Work instructions -
Set down the listing below verbatim, but only from its first line through the line containing "return system_value".

(Exercise materials Opens)

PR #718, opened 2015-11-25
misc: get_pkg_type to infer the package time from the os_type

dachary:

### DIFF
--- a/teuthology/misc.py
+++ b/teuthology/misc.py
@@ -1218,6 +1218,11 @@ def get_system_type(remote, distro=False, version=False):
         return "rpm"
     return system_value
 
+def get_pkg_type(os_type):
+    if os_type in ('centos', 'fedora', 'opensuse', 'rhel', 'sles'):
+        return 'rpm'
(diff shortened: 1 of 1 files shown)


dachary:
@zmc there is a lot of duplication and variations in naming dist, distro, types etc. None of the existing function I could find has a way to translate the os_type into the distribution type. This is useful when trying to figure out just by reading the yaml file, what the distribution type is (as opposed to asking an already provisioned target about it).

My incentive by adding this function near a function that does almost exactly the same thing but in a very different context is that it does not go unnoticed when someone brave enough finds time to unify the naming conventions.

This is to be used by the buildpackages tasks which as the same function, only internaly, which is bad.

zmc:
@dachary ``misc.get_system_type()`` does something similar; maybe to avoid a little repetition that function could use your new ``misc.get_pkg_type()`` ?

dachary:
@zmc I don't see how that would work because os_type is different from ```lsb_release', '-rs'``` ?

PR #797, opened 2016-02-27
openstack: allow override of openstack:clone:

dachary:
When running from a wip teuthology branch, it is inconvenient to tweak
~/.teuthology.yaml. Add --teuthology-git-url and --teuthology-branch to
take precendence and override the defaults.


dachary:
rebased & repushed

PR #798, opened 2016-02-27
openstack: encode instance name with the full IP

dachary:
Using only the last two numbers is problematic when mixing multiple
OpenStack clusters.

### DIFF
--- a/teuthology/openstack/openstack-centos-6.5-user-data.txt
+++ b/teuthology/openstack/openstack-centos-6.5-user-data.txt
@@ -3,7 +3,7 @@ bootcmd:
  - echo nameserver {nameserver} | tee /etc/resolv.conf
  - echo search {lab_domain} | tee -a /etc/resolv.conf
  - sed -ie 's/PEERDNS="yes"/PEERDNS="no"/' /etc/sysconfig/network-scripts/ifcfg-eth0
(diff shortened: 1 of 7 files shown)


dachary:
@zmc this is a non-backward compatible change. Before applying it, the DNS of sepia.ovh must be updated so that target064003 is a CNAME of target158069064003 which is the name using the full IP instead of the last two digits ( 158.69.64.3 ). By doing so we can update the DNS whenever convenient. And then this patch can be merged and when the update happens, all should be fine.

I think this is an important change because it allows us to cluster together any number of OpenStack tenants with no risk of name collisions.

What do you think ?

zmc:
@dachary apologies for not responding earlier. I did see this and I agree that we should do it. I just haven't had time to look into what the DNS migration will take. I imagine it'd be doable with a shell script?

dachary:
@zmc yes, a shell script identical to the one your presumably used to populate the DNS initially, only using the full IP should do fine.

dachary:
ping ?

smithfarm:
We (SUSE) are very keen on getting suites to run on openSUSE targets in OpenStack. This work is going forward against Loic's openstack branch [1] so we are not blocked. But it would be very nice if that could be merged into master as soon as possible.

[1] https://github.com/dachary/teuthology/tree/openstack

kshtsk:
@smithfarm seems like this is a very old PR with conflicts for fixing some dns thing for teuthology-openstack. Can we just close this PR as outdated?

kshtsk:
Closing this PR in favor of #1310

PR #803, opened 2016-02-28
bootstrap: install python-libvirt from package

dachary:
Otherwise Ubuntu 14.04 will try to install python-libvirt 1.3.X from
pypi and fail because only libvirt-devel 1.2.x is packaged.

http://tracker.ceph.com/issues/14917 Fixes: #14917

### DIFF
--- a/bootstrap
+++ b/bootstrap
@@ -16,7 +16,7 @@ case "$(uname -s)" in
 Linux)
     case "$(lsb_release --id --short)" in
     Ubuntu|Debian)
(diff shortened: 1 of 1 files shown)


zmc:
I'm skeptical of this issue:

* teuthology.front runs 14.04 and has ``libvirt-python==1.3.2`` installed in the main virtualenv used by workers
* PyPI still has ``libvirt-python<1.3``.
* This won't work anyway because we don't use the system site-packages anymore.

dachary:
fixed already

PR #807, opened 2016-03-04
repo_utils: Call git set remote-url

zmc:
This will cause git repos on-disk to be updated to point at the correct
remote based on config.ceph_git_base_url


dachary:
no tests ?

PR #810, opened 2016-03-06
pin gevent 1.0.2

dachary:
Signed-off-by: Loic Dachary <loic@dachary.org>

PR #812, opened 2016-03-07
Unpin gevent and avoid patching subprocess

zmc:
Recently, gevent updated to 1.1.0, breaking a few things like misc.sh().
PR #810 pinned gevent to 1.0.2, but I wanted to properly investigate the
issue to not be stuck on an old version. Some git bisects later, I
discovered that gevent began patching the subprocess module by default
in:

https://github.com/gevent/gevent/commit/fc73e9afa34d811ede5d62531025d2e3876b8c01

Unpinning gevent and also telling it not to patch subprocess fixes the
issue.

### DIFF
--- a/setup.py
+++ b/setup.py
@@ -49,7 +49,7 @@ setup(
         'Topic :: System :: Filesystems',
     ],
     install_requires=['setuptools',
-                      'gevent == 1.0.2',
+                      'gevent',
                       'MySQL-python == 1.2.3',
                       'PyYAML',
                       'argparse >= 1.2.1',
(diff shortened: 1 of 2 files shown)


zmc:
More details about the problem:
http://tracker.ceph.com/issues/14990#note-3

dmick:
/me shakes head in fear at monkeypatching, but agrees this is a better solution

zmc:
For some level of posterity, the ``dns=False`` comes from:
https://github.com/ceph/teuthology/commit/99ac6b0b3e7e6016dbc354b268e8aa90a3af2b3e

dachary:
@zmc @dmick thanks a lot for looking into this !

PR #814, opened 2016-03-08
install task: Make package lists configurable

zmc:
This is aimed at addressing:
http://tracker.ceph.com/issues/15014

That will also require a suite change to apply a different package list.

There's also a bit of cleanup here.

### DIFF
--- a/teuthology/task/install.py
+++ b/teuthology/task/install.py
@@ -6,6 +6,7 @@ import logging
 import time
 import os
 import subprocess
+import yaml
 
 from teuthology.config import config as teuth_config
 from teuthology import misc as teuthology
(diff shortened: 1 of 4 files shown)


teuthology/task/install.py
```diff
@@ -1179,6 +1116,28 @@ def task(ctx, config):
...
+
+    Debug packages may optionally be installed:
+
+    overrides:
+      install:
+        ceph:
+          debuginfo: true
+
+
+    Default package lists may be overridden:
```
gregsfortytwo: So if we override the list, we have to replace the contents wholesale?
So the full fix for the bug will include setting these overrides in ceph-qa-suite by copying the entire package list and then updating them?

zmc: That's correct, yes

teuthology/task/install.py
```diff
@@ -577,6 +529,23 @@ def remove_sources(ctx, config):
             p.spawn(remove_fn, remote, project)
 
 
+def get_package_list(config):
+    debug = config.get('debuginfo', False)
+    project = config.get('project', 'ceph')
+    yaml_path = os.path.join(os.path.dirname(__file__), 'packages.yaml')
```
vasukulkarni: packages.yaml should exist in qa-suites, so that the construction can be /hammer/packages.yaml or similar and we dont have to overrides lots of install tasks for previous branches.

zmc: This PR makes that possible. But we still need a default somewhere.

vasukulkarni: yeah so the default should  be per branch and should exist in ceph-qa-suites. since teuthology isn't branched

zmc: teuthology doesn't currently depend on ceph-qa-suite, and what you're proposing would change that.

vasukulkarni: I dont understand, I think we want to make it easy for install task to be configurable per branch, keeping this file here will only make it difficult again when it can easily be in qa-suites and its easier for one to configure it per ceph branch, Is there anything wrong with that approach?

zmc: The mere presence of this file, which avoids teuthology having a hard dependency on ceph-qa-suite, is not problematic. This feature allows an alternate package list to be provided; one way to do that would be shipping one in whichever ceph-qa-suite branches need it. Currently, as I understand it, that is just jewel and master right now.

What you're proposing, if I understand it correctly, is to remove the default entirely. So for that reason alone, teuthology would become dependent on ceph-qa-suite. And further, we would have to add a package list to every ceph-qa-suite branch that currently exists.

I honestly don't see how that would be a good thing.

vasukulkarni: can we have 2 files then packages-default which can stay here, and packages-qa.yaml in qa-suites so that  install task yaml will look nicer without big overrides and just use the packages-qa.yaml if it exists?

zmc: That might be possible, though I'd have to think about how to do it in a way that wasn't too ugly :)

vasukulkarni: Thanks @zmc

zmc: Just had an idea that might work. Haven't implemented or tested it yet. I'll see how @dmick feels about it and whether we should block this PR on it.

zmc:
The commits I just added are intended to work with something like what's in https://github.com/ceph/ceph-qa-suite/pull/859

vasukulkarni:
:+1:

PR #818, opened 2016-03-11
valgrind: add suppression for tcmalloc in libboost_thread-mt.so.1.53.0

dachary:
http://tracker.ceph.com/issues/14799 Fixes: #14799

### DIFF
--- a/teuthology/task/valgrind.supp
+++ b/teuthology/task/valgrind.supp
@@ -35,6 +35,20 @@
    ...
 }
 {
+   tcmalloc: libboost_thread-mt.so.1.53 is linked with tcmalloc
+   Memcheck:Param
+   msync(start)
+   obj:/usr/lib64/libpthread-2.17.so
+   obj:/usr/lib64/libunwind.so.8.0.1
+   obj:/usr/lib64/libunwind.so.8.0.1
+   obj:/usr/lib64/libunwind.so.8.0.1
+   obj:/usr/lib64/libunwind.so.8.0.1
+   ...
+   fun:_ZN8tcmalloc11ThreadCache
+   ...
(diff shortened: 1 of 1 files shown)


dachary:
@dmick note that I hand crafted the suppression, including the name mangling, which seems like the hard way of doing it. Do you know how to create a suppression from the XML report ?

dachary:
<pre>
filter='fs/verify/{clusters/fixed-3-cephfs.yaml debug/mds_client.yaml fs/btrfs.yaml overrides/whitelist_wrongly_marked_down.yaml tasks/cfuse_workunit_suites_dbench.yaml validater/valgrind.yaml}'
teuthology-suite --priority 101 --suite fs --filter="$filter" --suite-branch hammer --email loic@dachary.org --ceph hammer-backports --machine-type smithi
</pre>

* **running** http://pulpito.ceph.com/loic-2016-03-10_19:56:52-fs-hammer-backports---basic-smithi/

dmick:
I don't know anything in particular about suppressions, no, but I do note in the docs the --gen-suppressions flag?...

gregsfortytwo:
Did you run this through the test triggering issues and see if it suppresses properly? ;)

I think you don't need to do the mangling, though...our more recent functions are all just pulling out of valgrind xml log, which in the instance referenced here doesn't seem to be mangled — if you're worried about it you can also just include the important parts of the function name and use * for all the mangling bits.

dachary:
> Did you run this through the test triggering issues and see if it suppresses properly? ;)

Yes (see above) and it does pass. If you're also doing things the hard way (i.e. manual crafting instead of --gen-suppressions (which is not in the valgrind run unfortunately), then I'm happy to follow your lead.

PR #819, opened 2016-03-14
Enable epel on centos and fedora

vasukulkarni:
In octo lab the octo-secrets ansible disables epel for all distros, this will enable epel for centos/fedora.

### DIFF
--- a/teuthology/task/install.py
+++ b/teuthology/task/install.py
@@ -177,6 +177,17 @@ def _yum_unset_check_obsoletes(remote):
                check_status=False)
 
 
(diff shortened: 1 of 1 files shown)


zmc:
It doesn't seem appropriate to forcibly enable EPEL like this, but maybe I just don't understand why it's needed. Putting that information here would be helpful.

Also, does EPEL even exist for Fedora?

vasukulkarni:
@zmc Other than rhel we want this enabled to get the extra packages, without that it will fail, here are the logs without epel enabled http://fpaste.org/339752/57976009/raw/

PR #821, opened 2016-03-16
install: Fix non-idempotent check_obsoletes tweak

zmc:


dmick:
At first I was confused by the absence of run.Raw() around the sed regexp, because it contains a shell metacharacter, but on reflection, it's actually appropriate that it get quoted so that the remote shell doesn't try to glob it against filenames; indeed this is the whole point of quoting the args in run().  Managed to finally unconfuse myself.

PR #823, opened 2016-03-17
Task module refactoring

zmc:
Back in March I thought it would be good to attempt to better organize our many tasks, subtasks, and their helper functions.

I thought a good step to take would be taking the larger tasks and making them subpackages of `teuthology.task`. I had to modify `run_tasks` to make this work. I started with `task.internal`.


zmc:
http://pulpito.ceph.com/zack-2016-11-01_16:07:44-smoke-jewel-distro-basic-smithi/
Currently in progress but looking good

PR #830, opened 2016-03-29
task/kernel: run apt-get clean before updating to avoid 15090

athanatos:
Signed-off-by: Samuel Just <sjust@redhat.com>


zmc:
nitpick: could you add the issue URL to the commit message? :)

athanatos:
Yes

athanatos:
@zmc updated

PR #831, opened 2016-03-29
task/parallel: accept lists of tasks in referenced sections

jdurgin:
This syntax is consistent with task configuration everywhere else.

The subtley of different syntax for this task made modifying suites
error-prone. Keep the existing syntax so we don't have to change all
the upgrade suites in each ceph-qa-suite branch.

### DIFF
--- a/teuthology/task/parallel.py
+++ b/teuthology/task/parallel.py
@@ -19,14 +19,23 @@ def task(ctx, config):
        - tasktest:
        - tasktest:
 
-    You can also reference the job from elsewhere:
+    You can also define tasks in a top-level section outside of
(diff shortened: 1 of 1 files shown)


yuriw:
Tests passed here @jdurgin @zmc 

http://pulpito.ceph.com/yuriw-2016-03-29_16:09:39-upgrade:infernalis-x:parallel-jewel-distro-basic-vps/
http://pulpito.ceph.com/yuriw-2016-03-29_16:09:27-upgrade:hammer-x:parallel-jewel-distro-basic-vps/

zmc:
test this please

(Exercise materials Closes)

Response area -
PR #718, opened 2015-11-25
misc: get_pkg_type to infer the package time from the os_type

dachary:

### DIFF
--- a/teuthology/misc.py
+++ b/teuthology/misc.py
@@ -1218,6 +1218,11 @@ def get_system_type(remote, distro=False, version=False):
         return "rpm"
     return system_value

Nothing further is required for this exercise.